Permalink
f54eed5 Jun 15, 2016
@pkrusche @Lenbok
134 lines (100 sloc) 5.22 KB

Intermediate Files

Intermediate VCF Files

The intermediate VCF file is produced by a comparison engine (like xcmp / vcfeval / xcmp in hap.py).

A comparison engine should

  • assess for each call in the truth and in the query whether this call is considered a match or mismatch
  • output corresponding labels:
    • True Positive / TP: present in both truth and query
    • False Positive / FP: present only in the query
    • False Negative / FN: present only in the truth
    • Not-assessed / N: call was not assigned a match status
  • (optionally) output additional information about each decision

Note that we would output the FP/TP/FN/N labels separately for truth and for query variants. For simple comparison types which do not attempt to reconcile different variant representations, the assigned type for truth and query might be the same. However, more sophisticated methods (e.g. vcfeval) will be able to type truth and query variants separately.

The N label may be applied for a variety of reasons, which may be specific to the comparison engine. For example, a comparison engine might not assess input calls which had non-PASS FILTER fields, or may choose to ignore half-calls. Alternatively an engine may find that some call regions are too complex to confidently assess. Additional information may be included in the BI annotation.

A comparison engine should also preserve input INFO / FORMAT annotations to the largest degree possible (depending on the variant processing it does).

Required VCF Annotations

The intermediate VCF must have two columns named TRUTH and QUERY, with these FORMAT annotations:

##FORMAT=<ID=BK,Number=1,Type=String,Description="Sub-type for decision (match/mismatch type)">

The value of BK specifies the class of match for each variant record:

  1. .: missing = no match at any level tested by the comparison tool
  2. lm: loose match = the truth/query variant is nearby a variant in the query/truth -- if the tool outputs such match types, it should annotate the VCF header with the definition of loose matches (e.g. match within a fixed window, or within the same superlocus).
  3. am: almatch = the variant forms (part of) an allele match (independent of representation, i.e. one-sided haplotype match)
  4. gm: gtmatch = diploid haplotypes (and genotypes) were resolved to be the same (independent of representation)
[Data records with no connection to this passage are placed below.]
PR #18590, opened 2023-07-20
[Documentation] Deprecate annotations

alexandre-daubois:
My take on https://github.com/symfony/symfony-docs/issues/18589, feedbacks always welcome! :slightly_smiling_face:

### DIFF
--- a/best_practices.rst
+++ b/best_practices.rst
@@ -207,9 +207,6 @@ Doctrine supports several metadata formats, but it's recommended to use PHP
 attributes because they are by far the most convenient and agile way of setting
 up and looking for mapping information.
 
-If your PHP version doesn't support attributes yet, use annotations, which is
-similar but requires installing some extra dependencies in your project.
-
 Controllers
 -----------
 
@@ -226,12 +223,12 @@ controllers shouldn't contain any business logic. Controllers should contain
 nothing more than a few lines of *glue-code*, so you are not coupling the
 important parts of your application.
 
-.. _best-practice-controller-annotations:
+.. _best-practice-controller-attributes:
 
-Use Attributes or Annotations to Configure Routing, Caching, and Security
-~~~~~~~~~~~~~~~~~~~~~~~~~~~~~~~~~~~~~~~~~~~~~~~~~~~~~~~~~~~~~~~~~~~~~~~~~
+Use Attributes to Configure Routing, Caching, and Security
+~~~~~~~~~~~~~~~~~~~~~~~~~~~~~~~~~~~~~~~~~~~~~~~~~~~~~~~~~~
 
-Using attributes or annotations for routing, caching, and security simplifies
+Using attributes for routing, caching, and security simplifies
 configuration. You don't need to browse several files created with different
 formats (YAML, XML, PHP): all the configuration is just where you  require it,
 and it only uses one format.
--- a/configuration/micro_kernel_trait.rst
+++ b/configuration/micro_kernel_trait.rst
@@ -302,7 +302,7 @@ Before continuing, run this command to add support for the new dependencies:
 
 .. code-block:: terminal
 
-    $ composer require symfony/yaml symfony/twig-bundle symfony/web-profiler-bundle doctrine/annotations
+    $ composer require symfony/yaml symfony/twig-bundle symfony/web-profiler-bundle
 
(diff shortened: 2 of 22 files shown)


best_practices.rst
```diff
@@ -207,9 +207,6 @@ Doctrine supports several metadata formats, but it's recommended to use PHP
 attributes because they are by far the most convenient and agile way of setting
 up and looking for mapping information.
 
-If your PHP version doesn't support attributes yet, use annotations, which is
-similar but requires installing some extra dependencies in your project.
```
derrabus, line 211: We can probably remove that paragraph from 6.2 as well. Symfony 6 does not support PHP versions that don't support attributes.

configuration/micro_kernel_trait.rst
```diff
@@ -298,6 +298,10 @@ Now it looks like this::
         }
     }
 
+.. deprecated:: 6.4
+
+    Annotations are deprecated since Symfony 6.4, use attributes instead.
```
derrabus: Instead of adding this deprecation block, I'd remove the `doctrine/annotations` dependency from the command below. We should not recommend to install that package anymore fro new applications.

contributing/documentation/format.rst
```diff
@@ -118,7 +118,6 @@ Markup Format        Use It to Display
 ``html+twig``        Twig markup blended with HTML
 ``html+php``         PHP code blended with HTML
 ``ini``              INI
-``php-annotations``  PHP Annotations
```
derrabus: I think, we will have to keep this line as long as we still have examples with annotation syntax.

form/unit_testing.rst
```diff
@@ -228,6 +228,10 @@ allows you to return a list of extensions to register::
         // ... your tests
     }
 
+.. deprecated:: 6.4
+
+    Annotations are deprecated since Symfony 6.4, use attributes instead.
```
derrabus: No, just remove the `addDefaultDoctrineAnnotationReader()` call from the example above.

routing.rst
```diff
@@ -2640,6 +2648,10 @@ defined as annotations:
             ;
         };
 
+.. deprecated:: 6.4
+
+    Annotations are deprecated since Symfony 6.4, use attributes instead.
```
derrabus: Let's change the code snippets and the paragraph above to use the term "attribute(s)" instead of "annotation(s)" instead.

serializer.rst
```diff
@@ -306,13 +289,12 @@ To create a more complex (de)serialization context, you can chain them using the
...
 to have autocompletion, validation, and documentation for your custom context values.
 
-.. _serializer-using-serialization-groups-annotations:
 .. _serializer-using-serialization-groups-attributes:
 
 Using Serialization Groups Attributes
 -------------------------------------
 
-You can add :ref:`#[Groups] attributes <component-serializer-attributes-groups-annotations>`
+    You can add :ref:`#[Groups] attributes <component-serializer-attributes-groups-attributes>`
```
derrabus: The extra whitespaces at the start of the line look like a mistake.

derrabus (changes requested):

best_practices.rst
alexandre-daubois: Good idea, PR is ready :slightly_smiling_face: 

- https://github.com/symfony/symfony-docs/pull/18591

alexandre-daubois:
Thank you for the review @derrabus, PR updated :slightly_smiling_face:

javiereguiluz:
Alex, thanks for another stellar contribution 🙇  Thanks Alexander for your thorough review too!

While merging I did a minor change (see https://github.com/symfony/symfony-docs/commit/dc0ec9f3e200c82e039f1d94ab46d205ed15a400) related to changes like this:

```diff
-.. _security-securing-controller-annotations:
+.. _security-securing-controller-attributes:
```

These internal references are publicly exposed as page anchors. E.g.: https://symfony.com/doc/current/security.html#security-securing-controller-annotations

If we remove the old reference, that anchor disappears and the link "breaks" (it doesn't break, but the user is not redirect to a specific section and that can be confusing).

For these reasons, we never delete internal references, we just add new ones. Thanks!

alexandre-daubois:
Got it, thank you for the explanation about link! :pray:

Based on the values in BK, comparison tools must assign a decision for each variant call that assigns true/false postive/negative status. This status is output in the BD format field:

##FORMAT=<ID=BD,Number=1,Type=String,Description="Decision for call (TP/FP/FN/N)">

The mapping of combinations of BK values to BD may vary for different comparison types. Here are examples corresponding to the three standard comparison methods.

Loose variant comparison

Find all variants in the query where another variant was seen nearby in the truth.

BK BD (Truth) BD (Query)
. FN FP
lm/am/gm TP TP

Allele Comparison

Test allele-level concordance between truth and query.

BK BD (Truth) BD (Query)
./lm FN FP
am/gm TP TP

Genotype Comparison

Test genotype concordance between truth and query.

BK BD (Truth) BD (Query)
./lm FN FP
am FN (genotype mismatch) FP (genotype mismatch)
gm TP TP

Additional VCF Annotations

Comparison engines may have engine-specific status information that is useful to present in the output (for example, error status, specific match sub-algorithm used, etc). This can be recorded in the optional BI annotation:

##FORMAT=<ID=BI,Number=1,Type=String,Description="Additional match status information">

We allow for comparison engines to transform the input variants for more granular accounting / comparison. To facilitate ROC creation based on such a processed variant file, we define the following FORMAT annotation to pass on a variant quality score obtained from the input variants:

##FORMAT=<ID=QQ,Number=1,Type=Float,Description="Variant quality for ROC creation.">

Since we aim to benchmark variant calls independently of their representation, we also define superloci. A superlocus is a set of variant calls that intends to fully describe the variation within a contiguous reference region that may contain complex variation with different representations. In order to group variants into blocks by superlocus, we introduce the following INFO annotation that allows us to assign a benchmarking superlocus ID to each variant record.

##INFO=<ID=BS,Number=1,Type=Integer,Description="Benchmarking superlocus ID for these variants.">

In downstream tools, this may e.g. be used to count with superlocus granularity.